►

PR #11254, opened 2026-09-11
refactor(cookies): centralize cookie cache version validation

Emmaccen:
getCookieCache repeated the same version check across the JWE, JWT, and compact strategies.

Centralize the comparison in a shared helper while preserving each strategy's validation order and the fast path when versioning is not configured. This is a behavior-preserving refactor.

---
## Summary by cubic
Extracts the repeated cookie cache version validation into a shared `matchesVersion` helper so JWE, JWT, and compact strategies use one implementation. No behavior change.

- Adds a `CookieCacheVersion` type for the string-or-function version config.
- Hoists the `payload` null check so each strategy returns early before validation.

<sup>Written for commit c110a6df3824c46ff3915c468501684b2204f2d0. Summary will update on new commits.</sup>

<a href="https://cubic.dev/pr/better-auth/better-auth/pull/11254?utm_source=github" target="_blank" rel="noopener noreferrer" data-no-image-dialog="true"><picture><source media="(prefers-color-scheme: dark)" srcset="https://www.cubic.dev/buttons/review-in-cubic-dark.svg"><source media="(prefers-color-scheme: light)" srcset="https://www.cubic.dev/buttons/review-in-cubic-light.svg">Review in cubic</picture></a>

◄

Directions for this task: Transcribe the entries above word for word, from the first line through the line containing "getCookieCache repeated the", and nothing else.

Response box:
PR #11254, opened 2026-09-11
refactor(cookies): centralize cookie cache version validation

Emmaccen:
getCookieCache repeated the same version check across the JWE, JWT, and compact strategies.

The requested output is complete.